• _WHAT NEEDS TO BE DONE_: Please set down only the lines between the line containing "## Already covered" and the end of the records, inclusive, exactly as they stand.
*** MATERIAL TO PROCESS Section Begins ***
PR #26577, opened 2026-02-27
Add stagingModeAutoFlushThreshold for staging mode batch control

anthony-murphy-agent:
## Summary

- Add `stagingModeAutoFlushThreshold` option to `ContainerRuntimeOptions` that controls automatic batch flushing during staging mode
- When in staging mode, suppress turn-based/async flush scheduling until the accumulated batch reaches the threshold op count
- Default threshold: **1000 ops** (tied to `largeBatchThreshold` constant) — incoming ops always break the batch regardless
- Wrap `exitStagingMode` in a `PerformanceEvent` reporting duration, exit method, batch count, and batches at or over threshold
- Remove the `DisableFlushBeforeProcess` kill-bit flag (split out to #26770)

## Default Justification (from production telemetry)

- Copy-paste operations routinely produce batches of 1000+ ops (435K instances over 30 days via `GroupLargeBatch` telemetry)
- All observed large batches are non-reentrant single-turn batches from normal user actions (not reconnection replay — reconnect preserves batch boundaries)
- Receivers on modern Fluid versions (2.74+) handle 1000-op batches without jank (p99 processing duration ~5ms)
- 1000 matches the existing "large batch" telemetry threshold in `OpGroupingManager`
- The threshold only affects cross-turn accumulation; single-turn operations (like paste) are unaffected

## Key Design Points

- Only affects `scheduleFlush()` — direct `flush()` calls (incoming ops, connection changes, stashing, exit staging mode) bypass the threshold entirely
- No effect outside staging mode
- Exposed on the public `ContainerRuntimeOptions` interface (`@legacy @beta`) with `forwardCompat: false` type validation break acknowledged — consumers using `Partial<ContainerRuntimeOptions>` (the typical pattern via `IContainerRuntimeOptions`) are unaffected
- Config override (`Fluid.ContainerRuntime.StagingModeAutoFlushThreshold`) > runtime option > default (1000)

## Telemetry

- `ExitStagingMode` perf event: duration, `exitMethod` (commit/discard), `autoFlushThreshold`, `batches`, `batchesAtOrOverThreshold`
- `GroupLargeBatch` threshold changed from `>=` to `>` so staging-mode auto-flush batches (exactly at threshold) don't trigger the event

## Test plan

- [x] Ops accumulate under threshold during staging mode
- [x] Ops flush when threshold is reached (with telemetry assertion)
- [x] Incoming ops break batch regardless of threshold
- [x] Incoming non-runtime ops break batch during staging mode
- [x] Reconnect breaks batch during staging mode
- [x] Exit staging mode (commit) flushes remaining ops
- [x] Exit staging mode (discard) flushes outbox before rollback
- [x] enterStagingMode flushes pending outbox as non-staged
- [x] No effect outside staging mode
- [x] Default threshold suppresses turn-based flushing during staging mode
- [x] Config override > runtime option > default precedence
- [x] Runtime option > default precedence
- [x] IdAllocation + reconnect while in staging mode (highest risk — b4e1fd1dd25 interaction)
- [x] Reconnect resubmits pre-staged batches with threshold active
- [x] All 944 existing tests pass
- [ ] Manual testing with Word integration


packages/runtime/container-runtime/src/containerRuntime.ts
```diff
@@ -1849,6 +1874,7 @@ export class ContainerRuntime
 		} else {
 			this._flushMode = runtimeOptions.flushMode;
 		}
+		this.stagingModeMaxBatchOps = runtimeOptions.stagingModeMaxBatchOps;
```
anthony-murphy: default here, so stagingModeMaxBatchOps  always has a value, and remove undefined

anthony-murphy: add a config override as well

packages/runtime/container-runtime/src/containerRuntime.ts
```diff
@@ -4809,6 +4838,20 @@ export class ContainerRuntime
 	}
 
 	private scheduleFlush(): void {
+		// During staging mode with a batch threshold, suppress automatic flush scheduling.
+		// Only flush when the main batch exceeds the threshold.
+		// Incoming ops still break the batch via direct this.flush() calls elsewhere
+		// (deltaManager "op" handler, process(), connection changes, getPendingLocalState,
+		// exitStagingMode). Those all bypass scheduleFlush(), so they're unaffected by this check.
+		// Additionally, outbox.maybeFlushPartialBatch() (called on every submit) detects
+		// sequence number changes and forces a flush as a safety net.
```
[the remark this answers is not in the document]
anthony-murphy-agent: Fixed in a977adc244 — the comment now reads:

> By default it throws if unexpected changes are detected; it only forces a flush as a safety net when partial-batch flushing is enabled via Fluid.ContainerRuntime.DisableFlushBeforeProcess.

This matches the suggested wording.

packages/runtime/container-runtime/src/test/containerRuntime.spec.ts
```diff
@@ -4441,6 +4441,187 @@ describe("Runtime", () => {
...
+
+					submitDataStoreOp(runtimeWithThreshold, "3", genTestDataStoreMessage("op3"));
+					// The 3rd op should trigger scheduleFlush to fall through to normal scheduling
+					await Promise.resolve();
+
+					assert.equal(
+						submittedOps.length,
+						0,
+						"Ops should not be submitted while in staging mode (flushed into PSM only)",
+					);
```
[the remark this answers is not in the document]
anthony-murphy-agent: Fixed in a977adc244 — the test now asserts that `outbox.mainBatchMessageCount` drops to 0 after the threshold is reached, confirming the outbox was actually emptied (ops moved into PendingStateManager as a staged batch).

packages/runtime/container-runtime/src/test/containerRuntime.spec.ts
```diff
@@ -4441,6 +4441,187 @@ describe("Runtime", () => {
...
+						type: MessageType.ClientJoin,
+						contents: "test content",
+					});
+
+					// Ops are not submitted to the wire during staging mode — they're flushed to PSM
+					assert.equal(
+						submittedOps.length,
+						0,
+						"Ops should not be submitted to wire while in staging mode",
+					);
```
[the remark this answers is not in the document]
anthony-murphy-agent: Fixed in a977adc244 — the test now asserts that `outbox.mainBatchMessageCount` drops to 0 after the incoming op, confirming the outbox was flushed into PendingStateManager as a staged batch (not just that nothing was submitted to the wire).

packages/runtime/container-runtime/src/containerRuntime.ts
```diff
@@ -4809,6 +4838,20 @@ export class ContainerRuntime
 	}
 
 	private scheduleFlush(): void {
+		// During staging mode with a batch threshold, suppress automatic flush scheduling.
+		// Only flush when the main batch exceeds the threshold.
```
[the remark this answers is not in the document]
anthony-murphy-agent: Fixed in a977adc244 — the comment now reads "reaches or exceeds the threshold" to accurately reflect the `>=` condition.

anthony-murphy-agent:
The following pipeline checks are missing (expected for fork PRs). To trigger them, copy and paste these `/azp run` commands:

```
/azp run Build - api-markdown-documenter
/azp run Build - benchmark-tool
/azp run Build - build-common
/azp run Build - build-tools
/azp run Build - client packages
/azp run Build - common-utils
/azp run Build - eslint-config-fluid
/azp run Build - eslint-plugin-fluid
/azp run Build - protocol-definitions
/azp run Build - test-tools
```

```
/azp run repo-policy-check
/azp run server-gitrest
/azp run server-gitssh
/azp run server-historian
/azp run server-routerlicious
```

packages/runtime/container-runtime/src/containerRuntime.ts
```diff
@@ -608,6 +620,16 @@ const defaultMaxBatchSizeInBytes = 700 * 1024;
 
 const defaultChunkSizeInBytes = 204800;
 
+/**
+ * Default maximum ops per staging-mode batch before automatic flush scheduling resumes.
+ *
+ * Chosen based on production telemetry: copy-paste operations routinely produce batches
+ * of 1000+ ops (435K instances over 30 days), and receivers on modern Fluid versions
+ * handle them without issues. 1000 also matches the existing "large batch" telemetry
```
markfields: Can we update the "large batch" telemetry to differentiate these large batches from "natural" ones?

packages/runtime/container-runtime/src/containerRuntime.ts
```diff
@@ -4809,6 +4838,22 @@ export class ContainerRuntime
...
 	private scheduleFlush(): void {
+		// During staging mode, suppress automatic flush scheduling until the main batch
+		// reaches or exceeds the threshold.
+		// Incoming ops still break the batch via direct this.flush() calls elsewhere
+		// (deltaManager "op" handler, process(), connection changes, getPendingLocalState,
+		// exitStagingMode). Those all bypass scheduleFlush(), so they're unaffected by this check.
+		// Additionally, outbox.maybeFlushPartialBatch() (called on every submit) detects
+		// sequence number changes. By default it throws if unexpected changes are detected; it only
+		// forces a flush as a safety net when partial-batch flushing is enabled via
+		// Fluid.ContainerRuntime.DisableFlushBeforeProcess.
```
markfields: We can/should get rid of this flag.  I'll happily review a PR from a bot if you decide to kick it off.

packages/runtime/container-runtime/src/containerRuntime.ts
```diff
@@ -608,6 +620,16 @@ const defaultMaxBatchSizeInBytes = 700 * 1024;
...
 
+/**
+ * Default maximum ops per staging-mode batch before automatic flush scheduling resumes.
+ *
+ * Chosen based on production telemetry: copy-paste operations routinely produce batches
+ * of 1000+ ops (435K instances over 30 days), and receivers on modern Fluid versions
+ * handle them without issues. 1000 also matches the existing "large batch" telemetry
+ * threshold ({@link OpGroupingManager}).
+ */
+const defaultStagingModeAutoFlushThreshold = 1000;
```
markfields: Tie this in code to the "Large Batch" telemetry?

markfields:
I left some individual comments about logging in there, but thinking about it holistically, I think we want:
  - Log when this threshold is hit
  - Log when a batch is large in bytes (regardless of the main change here)
  - Be harmonious with existing "GroupLargeBatch" event (PS - Think about hosts that doesn't enable Grouped Batching)
  - Do we also want telemetry about large blobAttach batches? (regardless of the main change here)

markfields:
@anthony-murphy  Claude and I chatted about test cases (and I mentioned the ones you included in the PR description).  Here's the test plan that came out of it, worth browsing, there are some important corner cases here:

# stagingModeAutoFlushThreshold — Test Plan

## Already covered

| Scenario                                                 | Status |
| -------------------------------------------------------- | ------ |
| Ops accumulate under threshold                           | ✅      |
| Ops flush when threshold reached                         | ✅      |
| Incoming ops break batch regardless of threshold         | ✅      |
| Exit via `commitChanges` flushes remaining ops           | ✅      |
| No effect outside staging mode                           | ✅      |
| Default threshold (1000) suppresses turn-based flushing  | ✅      |

## To add

### 1. Direct-flush codepaths break the batch during staging mode

These tests demonstrate that every codepath calling `flush()` directly still breaks
the accumulated batch, regardless of threshold. Each should verify: outbox is drained,
ops move to PSM as a staged batch, and no ops are sent to the wire.

#### 1a. Incoming runtime op breaks batch

Already covered by existing test ("incoming ops break the batch regardless of
threshold"). Listed here for completeness.

#### 1b. Incoming non-runtime op breaks batch

Same as 1a but with a non-runtime (signal/system) op arriving. The `process()` path
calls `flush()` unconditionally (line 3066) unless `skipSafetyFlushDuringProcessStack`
*** MATERIAL TO PROCESS Section Ends ***
• _ANSWER FOR THIS EXERCISE_:
## Already covered

| Scenario                                                 | Status |
| -------------------------------------------------------- | ------ |
| Ops accumulate under threshold                           | ✅      |
| Ops flush when threshold reached                         | ✅      |
| Incoming ops break batch regardless of threshold         | ✅      |
| Exit via `commitChanges` flushes remaining ops           | ✅      |
| No effect outside staging mode                           | ✅      |
| Default threshold (1000) suppresses turn-based flushing  | ✅      |

## To add

### 1. Direct-flush codepaths break the batch during staging mode

These tests demonstrate that every codepath calling `flush()` directly still breaks
the accumulated batch, regardless of threshold. Each should verify: outbox is drained,
ops move to PSM as a staged batch, and no ops are sent to the wire.

#### 1a. Incoming runtime op breaks batch

Already covered by existing test ("incoming ops break the batch regardless of
threshold"). Listed here for completeness.

#### 1b. Incoming non-runtime op breaks batch

Same as 1a but with a non-runtime (signal/system) op arriving. The `process()` path
calls `flush()` unconditionally (line 3066) unless `skipSafetyFlushDuringProcessStack`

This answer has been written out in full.